Exercise goal: Copy the records below in full, changing no character.

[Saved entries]
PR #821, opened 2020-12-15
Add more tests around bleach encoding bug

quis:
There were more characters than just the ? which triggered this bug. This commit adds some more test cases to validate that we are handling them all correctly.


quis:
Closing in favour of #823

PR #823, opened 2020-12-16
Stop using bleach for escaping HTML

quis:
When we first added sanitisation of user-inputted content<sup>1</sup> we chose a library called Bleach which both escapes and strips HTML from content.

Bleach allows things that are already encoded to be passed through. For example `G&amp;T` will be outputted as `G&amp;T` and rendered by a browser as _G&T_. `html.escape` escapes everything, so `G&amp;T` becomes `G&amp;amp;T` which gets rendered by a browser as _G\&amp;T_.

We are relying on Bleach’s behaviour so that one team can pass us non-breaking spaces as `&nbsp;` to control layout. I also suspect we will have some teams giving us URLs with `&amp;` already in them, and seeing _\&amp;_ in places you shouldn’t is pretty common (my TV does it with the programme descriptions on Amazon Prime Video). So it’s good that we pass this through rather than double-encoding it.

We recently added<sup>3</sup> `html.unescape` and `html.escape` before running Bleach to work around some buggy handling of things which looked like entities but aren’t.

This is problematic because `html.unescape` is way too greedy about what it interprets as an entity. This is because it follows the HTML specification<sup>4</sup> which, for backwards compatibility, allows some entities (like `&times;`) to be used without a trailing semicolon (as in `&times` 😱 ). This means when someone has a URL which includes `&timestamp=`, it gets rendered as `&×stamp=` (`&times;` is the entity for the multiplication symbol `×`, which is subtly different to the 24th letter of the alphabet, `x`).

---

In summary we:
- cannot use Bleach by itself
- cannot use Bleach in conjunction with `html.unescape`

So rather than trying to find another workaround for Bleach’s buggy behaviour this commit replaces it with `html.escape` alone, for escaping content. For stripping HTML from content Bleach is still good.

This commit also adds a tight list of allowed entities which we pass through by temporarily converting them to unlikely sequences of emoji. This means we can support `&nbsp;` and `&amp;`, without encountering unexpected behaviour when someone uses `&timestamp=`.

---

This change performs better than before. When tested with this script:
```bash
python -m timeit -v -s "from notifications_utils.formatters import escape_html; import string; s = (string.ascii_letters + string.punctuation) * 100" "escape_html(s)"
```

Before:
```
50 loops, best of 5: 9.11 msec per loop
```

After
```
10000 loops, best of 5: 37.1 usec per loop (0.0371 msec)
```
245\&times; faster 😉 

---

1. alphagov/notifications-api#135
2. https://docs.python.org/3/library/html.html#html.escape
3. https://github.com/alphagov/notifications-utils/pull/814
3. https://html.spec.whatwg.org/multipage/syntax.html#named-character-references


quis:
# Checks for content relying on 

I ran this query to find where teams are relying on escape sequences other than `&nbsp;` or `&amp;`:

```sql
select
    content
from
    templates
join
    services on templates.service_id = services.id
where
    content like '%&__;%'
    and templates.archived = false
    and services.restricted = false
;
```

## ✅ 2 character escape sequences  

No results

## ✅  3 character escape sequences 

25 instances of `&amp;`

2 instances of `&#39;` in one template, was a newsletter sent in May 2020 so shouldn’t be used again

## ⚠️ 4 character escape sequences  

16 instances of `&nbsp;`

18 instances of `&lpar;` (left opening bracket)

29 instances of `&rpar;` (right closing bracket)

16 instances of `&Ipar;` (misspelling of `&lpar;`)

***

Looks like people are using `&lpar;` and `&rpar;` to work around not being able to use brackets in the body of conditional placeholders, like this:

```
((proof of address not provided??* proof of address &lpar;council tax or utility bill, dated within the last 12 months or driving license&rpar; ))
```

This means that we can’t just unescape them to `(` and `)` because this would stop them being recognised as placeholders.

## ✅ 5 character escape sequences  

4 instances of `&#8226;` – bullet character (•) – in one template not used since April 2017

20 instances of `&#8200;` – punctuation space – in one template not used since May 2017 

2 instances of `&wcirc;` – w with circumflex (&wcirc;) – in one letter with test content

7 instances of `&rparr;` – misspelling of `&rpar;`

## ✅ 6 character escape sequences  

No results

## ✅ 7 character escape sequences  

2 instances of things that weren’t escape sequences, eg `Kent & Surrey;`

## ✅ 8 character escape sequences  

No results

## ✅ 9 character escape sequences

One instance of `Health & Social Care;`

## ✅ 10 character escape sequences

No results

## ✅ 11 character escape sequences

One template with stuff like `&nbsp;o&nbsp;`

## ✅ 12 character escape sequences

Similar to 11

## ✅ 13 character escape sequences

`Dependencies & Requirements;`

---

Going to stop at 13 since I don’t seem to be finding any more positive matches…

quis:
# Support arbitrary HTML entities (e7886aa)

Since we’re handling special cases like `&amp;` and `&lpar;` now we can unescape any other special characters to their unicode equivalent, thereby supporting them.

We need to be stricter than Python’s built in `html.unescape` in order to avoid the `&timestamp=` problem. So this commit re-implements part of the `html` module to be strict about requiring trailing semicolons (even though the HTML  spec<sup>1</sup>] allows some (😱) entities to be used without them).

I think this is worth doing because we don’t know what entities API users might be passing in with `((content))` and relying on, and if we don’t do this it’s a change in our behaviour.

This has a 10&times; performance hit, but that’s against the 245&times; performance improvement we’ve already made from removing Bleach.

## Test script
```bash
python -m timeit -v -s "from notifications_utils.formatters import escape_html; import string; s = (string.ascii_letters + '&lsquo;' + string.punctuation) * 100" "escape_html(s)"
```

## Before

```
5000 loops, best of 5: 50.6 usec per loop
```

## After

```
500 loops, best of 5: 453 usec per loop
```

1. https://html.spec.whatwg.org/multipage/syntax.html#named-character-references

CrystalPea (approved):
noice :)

Written solution:
PR #821, opened 2020-12-15
Add more tests around bleach encoding bug

quis:
There were more characters than just the ? which triggered this bug. This commit adds some more test cases to validate that we are handling them all correctly.


quis:
Closing in favour of #823

PR #823, opened 2020-12-16
Stop using bleach for escaping HTML

quis:
When we first added sanitisation of user-inputted content<sup>1</sup> we chose a library called Bleach which both escapes and strips HTML from content.

Bleach allows things that are already encoded to be passed through. For example `G&amp;T` will be outputted as `G&amp;T` and rendered by a browser as _G&T_. `html.escape` escapes everything, so `G&amp;T` becomes `G&amp;amp;T` which gets rendered by a browser as _G\&amp;T_.

We are relying on Bleach’s behaviour so that one team can pass us non-breaking spaces as `&nbsp;` to control layout. I also suspect we will have some teams giving us URLs with `&amp;` already in them, and seeing _\&amp;_ in places you shouldn’t is pretty common (my TV does it with the programme descriptions on Amazon Prime Video). So it’s good that we pass this through rather than double-encoding it.

We recently added<sup>3</sup> `html.unescape` and `html.escape` before running Bleach to work around some buggy handling of things which looked like entities but aren’t.

This is problematic because `html.unescape` is way too greedy about what it interprets as an entity. This is because it follows the HTML specification<sup>4</sup> which, for backwards compatibility, allows some entities (like `&times;`) to be used without a trailing semicolon (as in `&times` 😱 ). This means when someone has a URL which includes `&timestamp=`, it gets rendered as `&×stamp=` (`&times;` is the entity for the multiplication symbol `×`, which is subtly different to the 24th letter of the alphabet, `x`).

---

In summary we:
- cannot use Bleach by itself
- cannot use Bleach in conjunction with `html.unescape`

So rather than trying to find another workaround for Bleach’s buggy behaviour this commit replaces it with `html.escape` alone, for escaping content. For stripping HTML from content Bleach is still good.

This commit also adds a tight list of allowed entities which we pass through by temporarily converting them to unlikely sequences of emoji. This means we can support `&nbsp;` and `&amp;`, without encountering unexpected behaviour when someone uses `&timestamp=`.

---

This change performs better than before. When tested with this script:
```bash
python -m timeit -v -s "from notifications_utils.formatters import escape_html; import string; s = (string.ascii_letters + string.punctuation) * 100" "escape_html(s)"
```

Before:
```
50 loops, best of 5: 9.11 msec per loop
```

After
```
10000 loops, best of 5: 37.1 usec per loop (0.0371 msec)
```
245\&times; faster 😉 

---

1. alphagov/notifications-api#135
2. https://docs.python.org/3/library/html.html#html.escape
3. https://github.com/alphagov/notifications-utils/pull/814
3. https://html.spec.whatwg.org/multipage/syntax.html#named-character-references


quis:
# Checks for content relying on 

I ran this query to find where teams are relying on escape sequences other than `&nbsp;` or `&amp;`:

```sql
select
    content
from
    templates
join
    services on templates.service_id = services.id
where
    content like '%&__;%'
    and templates.archived = false
    and services.restricted = false
;
```

## ✅ 2 character escape sequences  

No results

## ✅  3 character escape sequences 

25 instances of `&amp;`

2 instances of `&#39;` in one template, was a newsletter sent in May 2020 so shouldn’t be used again

## ⚠️ 4 character escape sequences  

16 instances of `&nbsp;`

18 instances of `&lpar;` (left opening bracket)

29 instances of `&rpar;` (right closing bracket)

16 instances of `&Ipar;` (misspelling of `&lpar;`)

***

Looks like people are using `&lpar;` and `&rpar;` to work around not being able to use brackets in the body of conditional placeholders, like this:

```
((proof of address not provided??* proof of address &lpar;council tax or utility bill, dated within the last 12 months or driving license&rpar; ))
```

This means that we can’t just unescape them to `(` and `)` because this would stop them being recognised as placeholders.

## ✅ 5 character escape sequences  

4 instances of `&#8226;` – bullet character (•) – in one template not used since April 2017

20 instances of `&#8200;` – punctuation space – in one template not used since May 2017 

2 instances of `&wcirc;` – w with circumflex (&wcirc;) – in one letter with test content

7 instances of `&rparr;` – misspelling of `&rpar;`

## ✅ 6 character escape sequences  

No results

## ✅ 7 character escape sequences  

2 instances of things that weren’t escape sequences, eg `Kent & Surrey;`

## ✅ 8 character escape sequences  

No results

## ✅ 9 character escape sequences

One instance of `Health & Social Care;`

## ✅ 10 character escape sequences

No results

## ✅ 11 character escape sequences

One template with stuff like `&nbsp;o&nbsp;`

## ✅ 12 character escape sequences

Similar to 11

## ✅ 13 character escape sequences

`Dependencies & Requirements;`

---

Going to stop at 13 since I don’t seem to be finding any more positive matches…

quis:
# Support arbitrary HTML entities (e7886aa)

Since we’re handling special cases like `&amp;` and `&lpar;` now we can unescape any other special characters to their unicode equivalent, thereby supporting them.

We need to be stricter than Python’s built in `html.unescape` in order to avoid the `&timestamp=` problem. So this commit re-implements part of the `html` module to be strict about requiring trailing semicolons (even though the HTML  spec<sup>1</sup>] allows some (😱) entities to be used without them).

I think this is worth doing because we don’t know what entities API users might be passing in with `((content))` and relying on, and if we don’t do this it’s a change in our behaviour.

This has a 10&times; performance hit, but that’s against the 245&times; performance improvement we’ve already made from removing Bleach.

## Test script
```bash
python -m timeit -v -s "from notifications_utils.formatters import escape_html; import string; s = (string.ascii_letters + '&lsquo;' + string.punctuation) * 100" "escape_html(s)"
```

## Before

```
5000 loops, best of 5: 50.6 usec per loop
```

## After

```
500 loops, best of 5: 453 usec per loop
```

1. https://html.spec.whatwg.org/multipage/syntax.html#named-character-references

CrystalPea (approved):
noice :)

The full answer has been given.